Non tutti sanno che dal 31 luglio non sarà più possibile fermare la diffusione della rete di quinta generazione in Italia. E’ stato pubblicato, in Gazzetta Ufficiale, il decreto legge n°76 del 16 luglio 2020 relativo a Misure urgenti per la semplificazione e l’innovazione digitale  che stabilisce che le amministrazioni municipali non possono vietare l’installazione di reti 5G sul proprio territorio. E’ quanto si evidenzia sul sito del Ministero dell’Innovazione.

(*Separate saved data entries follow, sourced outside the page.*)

PR #11, opened 2026-07-01
feat(ui): wire per-adapter model switching into the composer

lucas77778:
Replace the composer's decorative model-cycling button with a real picker driven by AGENT_MODEL_OPTIONS, keyed by AgentKind — only rendered for adapters with a verified live switch (currently just claude-code; opencode/pi have no entry and stay hidden until verified). Threads agentKind (already available one level up) and onModelChange down through WorkbenchConversationSurface -> WorkbenchFrame / desktop shell -> Workbench, backed by the new client-core/sdk setModel() wrappers on top of fix/claude-code-live-model-switch's `set-model` AgentInput.


lucas77778:
## macOS build (\`Build (mac)\`) — EMFILE diagnosis, unresolved

While fixing the two other CI failures on this PR (missing `icon-dock.png` asset — fixed in 972b8a7, now green; TypeScript/lint now green), the macOS packaging job is still failing with:

```
⨯ error parsing dependencies tree  error=Node module collector process exited with code 232:
{ "error": { "code": "EMFILE" } }
```

This is **not caused by this PR's diff** — the identical failure occurs on unrelated branches too (e.g. `feat/terminal-pty-sidecar` run [28511202191](https://github.com/arcboxlabs/linkcode/actions/runs/28511202191)), so it looks like a pre-existing, repo-wide issue with the `Build (mac)` job that's been failing consistently for at least the last day across multiple PRs.

**What I tried:**
- Added `ulimit -n 10240` before the `electron-builder` step (the value electron-builder's own docs recommend for this exact error) — commit 1b78fd0. Still failed, identically.
- Raised it to `ulimit -n 65536` — commit 08373dc. Still failed, identically, and in almost exactly the same (short, ~1.3s) time regardless of the limit used.
- Reproduced the *exact* CI command locally (`pnpm exec electron-builder --mac --publish never`, matching `mac.target.arch: [universal]` in `electron-builder.yml`) on a real macOS machine — the node-module-collector step **succeeds** every time locally, at any ulimit including the default. Locally the build only fails later, on an unrelated `actool`/Xcode version check (a local-machine-only issue, not present on CI's runner which presumably has the right Xcode).

**Conclusion:** the ulimit fix I applied is a legitimate, low-risk improvement (kept in place), but it isn't the actual bottleneck here — the CI runner's environment seems to differ from a normal macOS machine in some way that isn't just "too low a soft ulimit" (possibly a lower effective hard limit specific to the hosted runner image, or something specific to a fresh CI checkout's `pnpm install` vs. a long-lived local store). I wasn't able to pin down the exact mechanism without direct access to the runner.

**Suggested next steps (need a human call, didn't want to guess further):**
- Try pinning an older `electron-builder` version (this is `26.15.3` — worth checking its changelog/issues for pnpm + node-module-collector EMFILE regressions).
- Or try building the two architectures separately (`--x64` / `--arm64`) instead of `arch: [universal]`, to see if a single-arch build avoids whatever is doubling up file handles.
- Or escalate to GitHub Actions / Blacksmith support with the exact repro above if this is runner-image-specific.

Everything else on this PR is green (TypeScript, lint, All Green, Greptile). This is the one remaining blocker.

PR #52, opened 2026-07-08
feat(agent): read the claude-code model catalog from the SDK (wire v15)

AprilNEA:
Closes the claude-code model slice of CODE-104.

## What

Replaces the hand-curated static model table (`AGENT_MODEL_OPTIONS` in `packages/ui/src/shell/agent-models.ts`, now deleted) with the CLI's own model catalog, read live off the claude-agent-sdk and served to every client over a new pull wire resource.

- **schema** — new `agent-model.list → agent-model.listed` resource (`AgentModels = Partial<Record<AgentKind, {id, label}[]>>`), mirroring `agent-runtime.list`; **`WIRE_PROTOCOL_VERSION` 14 → 15** (restart daemon + clients together).
- **agent-adapter** — `AgentAdapter.listModels(config?)`, base default `[]`. claude-code reads `Query#supportedModels()` off a transient never-prompted streaming `Query` (the `initialize` control request fires at Query construction, so no prompt is needed), closed as soon as the catalog arrives; 30s timeout since plain `query()` applies none; same `apiKey`-env injection as sessions.
- **engine / client-core / sdk** — engine probes lazily per kind with the stored provider config, caches per boot, and evicts a rejected probe so a later request retries (e.g. after installing/logging into the CLI); a failed kind is absent from the map instead of failing the reply. Full request plumbing mirrors `agent-runtime`.
- **workbench / ui / desktop** — `useAgentModels()` fetched at Workbench mount (pre-warms the probe before a menu ever opens), threaded as props into both composers (conversation + new-session); dev mock host serves a fixture catalog. The effort table stays static (CODE-104's codex/per-model-efforts tasks remain).

## Why dynamic beats the curated table

Verified live, the CLI registry is **entitlement-aware and alias-based**: an authed account gets `default / opus[1m] / claude-fable-5[1m] / sonnet / haiku` (display names from the vendor), while an unauthenticated environment's catalog lacks fable. The static table could neither track new releases nor reflect per-account access, and its pinned legacy ids (opus-4-7/4-6, sonnet-4-6) don't exist in the CLI's own /model menu at all.

Accepted trade-off (recorded in `packages/agent-adapter/AGENTS.md` + CODE-104): the catalog mirrors the CLI's menu rather than per-entry live-switch verification, so vendor-side quirks (e.g. the documented opus-4-1 silent substitution) are vendor behavior, not filtered locally.

## Verification

- `pnpm check:ci` and full `pnpm test` green (396 tests; 8 new — 4 engine wire/caching/retry/config, 4 adapter mapping/env/timeout/close).
- Live adapter probe against the real CLI returned the real catalog in ~1–4s.
- Live wire round-trip through an isolated daemon (`HOME=<tmp> LINKCODE_PORT=19777`) over a real socket.io connection returned the catalog end-to-end; `initialize` answers without credentials, so the probe needs no auth.


AprilNEA:
Closing unmerged by explicit decision: models change rarely, so the hand-curated static table is the better trade — a per-boot CLI spawn (and the extra wire resource + probe machinery) isn't justified just to keep a short list fresh. The static `AGENT_MODEL_OPTIONS` in `packages/ui/src/shell/agent-models.ts` stays the deliberate source of truth.

Keeping this PR as the reference implementation if the trade ever flips (it was fully verified: live catalog probe + wire round-trip). Durable findings recorded on CODE-104: the CLI registry serves alias ids (`opus[1m]`, `default`) rather than pinned snapshots, is entitlement-aware per account, and `initialize` answers without auth at Query construction.

PR #57, opened 2026-07-08
feat(desktop,workbench,engine): OS notifications for background sessions

AprilNEA:
Closes CODE-116.

## What

End-to-end OS notifications: a background session finishing a turn, awaiting approval, or erroring now raises a system notification on desktop (main-process `Notification`) and webview (Web Notification API); clicking it focuses the window and jumps to the session.

- **schema/engine (wire v15→16)**: new `session.notification` broadcast, classified daemon-side — `stop` → turn-completed (`status:'idle'` also fires at session start, so it can't be the trigger), `permission-request` → awaiting-approval (no adapter ever emits an `awaiting-input` status), `error` → error. Carries its own display fields (kind/cwd/title) since a client may not have the session in its list snapshot. Stays a broadcast even once per-connection subscription modes exist (CODE-72).
- **client-core/sdk**: `subscribeSessionNotification`, mirroring the `script.status` broadcast pattern.
- **workbench**: `shouldPresent` policy (suppress when window focused and session active; never notify user-initiated cancels; per-reason prefs) + `zodPersist` prefs store (`linkcode.workbench.notifications:v1`) + i18n. Presenters are app-injected via a new `Workbench` prop, keeping the decision layer shared.
- **desktop/ipc**: SystemBridge `notifications` capability. `notify()` carries only title/body/`clickToken` — an opaque echo the IPC layer doesn't interpret, so the system plane stays business-data-free; main shows the notification, and a click restores/focuses the window then pushes the token back for selection.
- **webview**: Web Notification presenter (permission request/denied UX in settings).
- **settings**: shared `NotificationsSettingsPanel` wired into the desktop overlay tab and a webview route.
- **fix**: the new-session draft moved from `useWorkbenchSessions` local state into the selection store — an outside `setSelectedId` (notification click, palette) now atomically exits an open draft instead of staying masked by it.

## Verification

- Engine classification integration tests, client fan-out test, `shouldPresent` unit tests; `pnpm check:ci` + full vitest suite green.
- First committed E2E: `pnpm -F @linkcode/desktop e2e:notifications` (isolated daemon + built app, main-side `Notification.prototype.show` stub, `emit('click')` click-through assertion; requires `--use-mock-keychain`, now baked in — docs updated in DEVELOPMENT.md).

## Reviewer note

Wire protocol bumped to **v19** (rebased over master's v18): daemon and every client must be rebuilt/restarted together; a v15 peer connects but silently drops every frame (Invariant 1).


AprilNEA:
Rebased onto master (twice — CODE-118/119/onboarding wire bumps, then CODE-107 packaging) and addressed the review findings.

**Conflicts** — wire is now **v19** (master reached v18; this PR adds the `session.notification` variant on top). Folded master's new `question-request` ask type into the notification classifier: `question-request` now raises an `awaiting-approval` notification alongside `permission-request` (test added).

**Codex/Greptile — click-through selects the wrong thread when the session isn't in the local list** (`notifications.ts`): fixed in the data layer so it covers every selection source (notification, palette, future deep-links), not just this one call site. `useWorkbenchSessions` no longer falls back to a different thread when an explicit `selectedId` is absent from the loaded list — it holds and refreshes `listSessions` once (deduped per id), so a click-through to a session another client created resolves to the right conversation instead of a stale one.

**Codex — webview drops notifications while on `/settings`** (`workbench-route.tsx`): the subscriber moved out of the routed `Workbench` into a headless `SessionNotifier` mounted in each app's persistent layer (desktop's permanent shell, webview's `RootLayout` below the connection gate), so navigating away no longer unmounts it. Suppression now keys on the explicitly-selected session (selection store) instead of the routed workbench's resolved active id, which is what lets it live in the persistent layer.

`pnpm check:ci` + full vitest (492 passing) green after both merges.

PR #66, opened 2026-07-08
fix(desktop): Windows/Linux window controls + taskbar icon identity

AprilNEA:
Two Windows-desktop chrome fixes reported on a Windows (Parallels) build.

Il tutto entrerà in vigore dal 31 Luglio 2020. Praticamente, l’articolo 38 –  comma 6, limita il potere decisionale dei Sindaci e Comuni che adesso non potranno più fermare l’installazione delle antenne 5G.

“I Comuni possono adottare un regolamento per assicurare il corretto insediamento urbanistico e territoriale degli impianti e minimizzare l’esposizione della popolazione ai campi elettromagnetici con riferimento a siti sensibili individuati in modo specifico, con esclusione della possibilità di introdurre limitazioni alla localizzazione in aree generalizzate del territorio di stazioni radio base per reti di comunicazioni elettroniche di qualsiasi tipologia e, in ogni caso, di incidere, anche in via indiretta o mediante provvedimenti contingibili e urgenti, sui limiti di esposizione a campi elettrici, magnetici ed elettromagnetici, sui valori di attenzione e sugli obiettivi di qualità, riservati allo Stato ai sensi dell’articolo 4.”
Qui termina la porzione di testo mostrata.